Supreme Court Considers Trump’s Border Asylum Restrictions Tuesday

The Supreme Court will hear arguments Tuesday about whether the Trump administration can revive a policy that allows officials to turn away asylum seekers at the U.S.-Mexico border. The case centers on whether people stopped on the Mexican side of the border have legally "arrived" in the United States.

WASHINGTON – The nation’s highest court will examine Tuesday whether President Donald Trump’s administration has the legal authority to reject asylum seekers when border officials determine crossings along the U.S.-Mexico frontier are too overwhelmed to process additional cases.

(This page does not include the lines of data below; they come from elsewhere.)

PR #566, opened 2020-11-24
Update docstrings

aguilerapy:
#346

### DIFF
--- a/kingfisher_scrapy/spiders/paraguay_dncp_records.py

At the heart of the legal battle is a practice known as “metering” that Trump’s Republican administration may look to reinstate after his Democratic predecessor Joe Biden eliminated it. This approach permitted immigration authorities to halt asylum seekers at border entry points and delay processing their applications indefinitely.

The current Trump administration has challenged a lower court decision that found the practice broke federal law. This particular policy differs from the comprehensive asylum prohibition Trump implemented upon returning to office, which also faces ongoing court challenges.

Federal law states that migrants who “arrive in the United States” have the right to seek asylum and must undergo inspection by immigration officials. The specific legal question before the court concerns whether individuals detained on Mexico’s side of the border have technically arrived on U.S. soil.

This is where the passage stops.